* **Work instruction**
Check every line below for the word "prevent" and copy each one that has it.

* **Exercise input**

PR #8468, opened 2025-03-22
dnsmasq: Add internalModelUseSafeDelete to prevent deletion of currently used tags

Monviech:
While testing I added and deleted tags, and then my configuration became inconsistent because tags are used in model relation fields.

This should prevent inconsistent configuration states as it disallows tags in use from being deleted.


AdSchellevis (approved):
@Monviech nice catch, thanks!

PR #8476, opened 2025-03-24
Display OpenVPN virtual IPv6 addresses for OpenVPN clients in dashboard widget

cs-1:
Due to the re-organisation of code the widget for OpenVPN clients lost the ability to display virtual IPv6 addresses for clients. This patch fixes this issue.

### DIFF
--- a/src/opnsense/www/js/widgets/OpenVPNClients.js
+++ b/src/opnsense/www/js/widgets/OpenVPNClients.js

* **Task answer**
dnsmasq: Add internalModelUseSafeDelete to prevent deletion of currently used tags
This should prevent inconsistent configuration states as it disallows tags in use from being deleted.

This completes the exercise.